Le modèle considère trois types de ménages : les travailleurs salariés, les chômeurs et les propriétaires d’entreprises. Les travailleurs sont hétérogènes du point de vue de leur expérience sur le marché du travail et de leurs contraintes d’emprunts. Nous simplifions le modèle. En conséquence, les employés et les chômeurs consomment exactement leur revenu. Les propriétaires d’entreprises, plus patients que les travailleurs, sont les seuls ménages disposant d’actifs positifs sous forme d’obligations publiques et les utilisent pour lisser la consommation. La dynamique du taux d’intérêt réel d’équilibre reflète deux forces opposées du point de vue des travailleurs salariés : le motif de lissage de consommation et le motif de précaution. Le premier implique que les travailleurs salariés souhaiteraient emprunter en cas de choc qui abaisse temporairement leurs revenus pour leur permettre de lisser leur consommation, ce qui, comme dans tout modèle d’agent représentatif, entraînerait une hausse du taux d’intérêt réel. Le second implique que, à condition que le choc négatif augmente leur probabilité future de chômage, ils souhaitent épargner pour s’auto-assurer contre ce risque, ce qui fait baisser le taux d’intérêt réel. Challe (2020) montre que le motif de précaution peut dominer le motif de lissage pour des calibrations raisonnables et si le revenu est suffisamment lisse par rapport à la dynamique du chômage. En conséquence, les chocs de productivité négatifs peuvent être déflationnistes, nécessitant une baisse du taux nominal contrôlé par la centrale plutôt qu’une hausse, comme c’est généralement le cas dans les modèles avec agents représentatifs.
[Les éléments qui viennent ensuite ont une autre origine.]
PR #1105, opened 2020-10-04
Added missing loadash dependency after initial install

DailisLangovskis:
Added this, because after clean pc windows install, this was the first error message, showing the dependency as missing.


raitisbe:
Could be that it came with some other of our dependencies but was removed from that. In hslayers we have lodash only in sortByPipe.class.ts. Alternative would be to rewrite it without lodash and drop the dependency.

raitisbe (approved):

PR #1109, opened 2020-10-05
Changed sidebar button sorting pipe logic 

DailisLangovskis:


jmacura:
When you are touching this file, I propose to rename `sortByPipe.class.ts` to `sort-by.pipe.ts`. For consistency.

PR #1119, opened 2020-10-07
Error for whiteboard composition with layer style loading 

raitisbe:
The problem with map integration was that we have in composition
```
'layers': [
          {
            'metadata': {},
            'visibility': true,
            'opacity': 1,
            'title': 'Measurement sketches',
            'className': 'Vector',
            'features': '{"type":"FeatureCollection","features":[]}',
            'maxResolution': null,
            'minResolution': 0,
            'projection': 'epsg:4326',
            'style': {
              'fill': 'rgba(255, 255, 255, 0.2)',
              'stroke': {'color': '#ffcc33', 'width': 2},
            },
          },
```
and the style property is being passed to OL layer constructor as is instead of being parsed and converted to openlayers Style object resulting in 
```
ERROR Error: Uncaught (in promise): AssertionError: Assertion failed. See https://openlayers.org/en/v6.4.3/doc/errors/#41 for details.
AssertionError: Assertion failed. See https://openlayers.org/en/v6.4.3/doc/errors/#41 for details.
```
and stop composition loading in its tracks.
This PR aims to fix that.

### DIFF
--- a/components/add-layers/vector/add-layers-vector.spec.ts
+++ b/components/add-layers/vector/add-layers-vector.spec.ts
@@ -8,9 +8,7 @@ import Map from 'ol/Map';
 import * as angular from 'angular';
 import {HsLayerUtilsService} from '../../utils/layer-utils.service';
 import {HsLayoutService} from '../../layout/layout.service';
-import {HsMapService} from '../../map/map.service';
-import {HsUtilsService} from '../../utils/utils.service';
-import { HsStylerService } from '../../styles/styler.service';
+import {HsStylerService} from '../../styles/styler.service';
 describe('add-layers-vector', () => {
   let el, scope, vm;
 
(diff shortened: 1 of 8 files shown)


components/add-layers/vector/add-layers-vector.spec.ts
```diff
@@ -34,6 +35,10 @@ describe('add-layers-vector', () => {
         }
       });
 
+      angular.module('hs.styles', []).service('HsStylerService', function () {
+        this.parseStyle = (new HsStylerService(null)).parseStyle;
```
jmacura: Strange way of doing things 😮

jmacura (approved):

components/add-layers/vector/add-layers-vector.spec.ts
raitisbe: I know, but it would no yield otherwise.

PR #323, opened 2016-03-17
Fix broken link in manual set up doc

tomdee:


Documentation/deploy-addons.md
```diff
@@ -157,5 +157,5 @@ $ kubectl get pods --namespace=kube-system | grep kube-dns-v9
 <div class="co-m-docs-next-step">
   <p>Now that you have a working Kubernetes cluster with a functional CLI tool, you are free to deploy Kubernetes-ready applications.</p>
   <p>Start with a multi-tier web application (Guestbook) from the official Kubernetes documentation to visualize how the various Kubernetes components fit together.</p>
-  <a href="http://kubernetes.io/v1.1/examples/guestbook-go/README.html" class="btn btn-default btn-icon-right" data-category="Docs Next" data-event="kubernetes.io: Guestbook">Deploy the Guestbook Sample app</a>
+  <a href="https://github.com/kubernetes/kubernetes/tree/release-1.1/examples/guestbook-go/" class="btn btn-default btn-icon-right" data-category="Docs Next" data-event="kubernetes.io: Guestbook">Deploy the Guestbook Sample app</a>
```
robszumski: I'd rather not link to a specific release. Maybe we should swap this entire thing out for http://kubernetes.io/docs/hellonode/?

"Deploy a Helloworld app" or similar

aaronlevy: I think we should probably merge this as-is:

The hellonode doc is for creating an app from scratch (and some steps assume a GCE account). The "Kubernetes 101" link in the sidebar ends up linking to the versioned Guestbook example in github (like we have here).

We could link both, e.g. "example building an application from scratch" or "deploy an example guestbook app". But the from-scratch approach alone is going to be more difficult for first time users.

As far as versioning, in some cases we're going to need to keep it tied to our currently targeted version (1.1.X at time of writing).

For example, `kubectl run` functions slightly differently. In v1.2 it will launch a deployment + replica set. In v1.1 it will launch a replication controller.

In this case unless something changed from the last time I tested 1.2 the upstream docs won't actually work as expected (because they document `kubectl get rc` but that will be empty -- because it launches a replicaSet).

aaronlevy:
Could we also update the other references at the same time: 
Documentation/kubernetes-on-vagrant-single.md
Documentation/kubernetes-on-vagrant.md

Documentation/deploy-addons.md
robszumski: I'm ok with this, but we're almost at the point where we need to have a list of all the places that need to be updated when a new release comes out

robszumski:
Made these changes in https://github.com/coreos/coreos-kubernetes/pull/342 since I wanna get these broken links fixed asap.

PR #326, opened 2016-03-18
Correct location for the example multi-tier web application

j16r:


aaronlevy:
Closing as duplicate of https://github.com/coreos/coreos-kubernetes/pull/323 (they touch different part of docs, but we should fix in same PR).

PR #304, opened 2016-03-10
use vxlan backend in aws

spacepluk:

PR #328, opened 2016-03-21
Add aws-vpc support to flannel & IAM rules

pieterlange:
Add a bunch of aws specific features & minor nits/bugs

Features:
  - Use aws-vpc plugin for flannel (and set up IAM rules) for VPC
    fabric native pod routing
  - Add IAM rules for ECR

Bugfix/workaround:
  - Let hosts set their own source/dest check (required for new flannel
    setup)
  - Set Content-Type header when submitting resources to the kubernetes
    apiserver (fails on >v1.2.0)

### DIFF
--- a/multi-node/aws/pkg/config/templates/cloud-config-controller
+++ b/multi-node/aws/pkg/config/templates/cloud-config-controller
@@ -30,7 +30,7 @@ coreos:
           content: |
             [Service]
             ExecStartPre=/usr/bin/curl --silent -X PUT -d \
-            "value={\"Network\" : \"{{.PodCIDR}}\"}" \
+            "value={\"Network\" : \"{{.PodCIDR}}\", \"Backend\": {\"Type\": \"aws-vpc\"} }" \
             http://localhost:2379/v2/keys/coreos.com/network/config?prevExist=false
     - name: kubelet.service
       command: start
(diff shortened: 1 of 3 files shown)


pieterlange:
> Let hosts set their own source/dest check (required for new flannel setup)

This is a little bit of a nasty workaround due to a limitation in AWS (can't set the option to disable source/destination checks in the launch configuration of the auto scaling group). The main downside to this is we have to assign the "ec2:ModifyInstanceAttribute" permission to instances.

Dans un premier temps, nous proposons un étalonnage mensuel de notre modèle qui correspond aux faits empiriques sur les marchés du travail des pays de la zone euro. Lorsqu’il est entraîné par des chocs de productivité « standards », c’est-à-dire de la taille habituellement observée au fil des cycles, le modèle prédit des fluctuations contra-cycliques et persistantes du taux de chômage, et leur taille relative par rapport aux fluctuations de la production correspond à celle observée dans les données passées.

Dans un second temps, nous quantifions les effets des politiques de confinement par lesquelles une fraction de la population active est maintenue hors de l’emploi, et adaptons la taille du choc pour correspondre aux (rares) données disponibles sur la récente baisse de l’activité économique. Ce choc revient simplement à réduire de manière contrainte le niveau d’emploi effectif permettant de produire des biens et services. Nous supposons un choc réduisant le PIB de 6% le premier mois, pour se conformer aux premières évaluations trimestrielles proposées par la Banque de France. Mais le choc pourrait être en réalité bien plus important, ce qui sera révélé lorsque les chiffres seront disponibles. De plus, nous considérons que ce choc de confinement puisse durer 1, 2 ou 3 mois – pendant lesquels l’emploi est contraint dans la même proportion – et supposons que la sortie de ce dernier est progressive : lorsque le confinement s’arrête, 50% des activités stoppées reprennent le premier mois puis 50% des activités encore fermées rouvrent le mois suivant, etc.

Nous montrons que, même dans le cas d’un confinement d’un mois seulement, la production chute de près de 10% en dessous de sa valeur d’équilibre après quelques mois. Le chômage passe d’une valeur stable de 7,6% à 13,2% à l’impact et culmine à 16,7% en juin 2020. Ces chiffres sont probablement conservateurs mais montrent que le chômage pourrait plus que doubler, même si le confinement ne durait qu’un mois. Ces effets négatifs importants résultent de la boucle de rétroaction entre chômage, consommation et production. L’augmentation du chômage déprime la consommation et fait naître le désir d’épargne de précaution, ce qui abaisse encore la demande et la production, puis augmente encore le chômage. En d’autres termes, la demande globale est plus fortement déprimée que l’offre, ce qui se reflète également dans les pressions déflationnistes : le taux d’inflation et le taux d’intérêt nominal chutent tous deux de manière significative. Par conséquent, le modèle génère des « chocs d’offre keynésiens »[1].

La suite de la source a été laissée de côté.